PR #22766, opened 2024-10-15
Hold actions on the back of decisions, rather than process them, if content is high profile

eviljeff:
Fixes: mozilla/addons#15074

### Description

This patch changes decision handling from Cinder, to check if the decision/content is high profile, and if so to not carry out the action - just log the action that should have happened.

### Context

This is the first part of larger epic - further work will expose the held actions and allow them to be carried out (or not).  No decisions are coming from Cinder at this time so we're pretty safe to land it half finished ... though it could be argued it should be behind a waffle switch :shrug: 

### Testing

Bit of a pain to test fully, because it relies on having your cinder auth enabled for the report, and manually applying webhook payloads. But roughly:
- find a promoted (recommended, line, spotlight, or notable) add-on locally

══════

ABOUT THIS EXERCISE =>
Using the material above, quote the first line and each line after it, stopping at and including the line that holds "### Testing".

OUTPUT FOR THIS EXERCISE =>
PR #22766, opened 2024-10-15
Hold actions on the back of decisions, rather than process them, if content is high profile

eviljeff:
Fixes: mozilla/addons#15074

### Description

This patch changes decision handling from Cinder, to check if the decision/content is high profile, and if so to not carry out the action - just log the action that should have happened.

### Context

This is the first part of larger epic - further work will expose the held actions and allow them to be carried out (or not).  No decisions are coming from Cinder at this time so we're pretty safe to land it half finished ... though it could be argued it should be behind a waffle switch :shrug: 

### Testing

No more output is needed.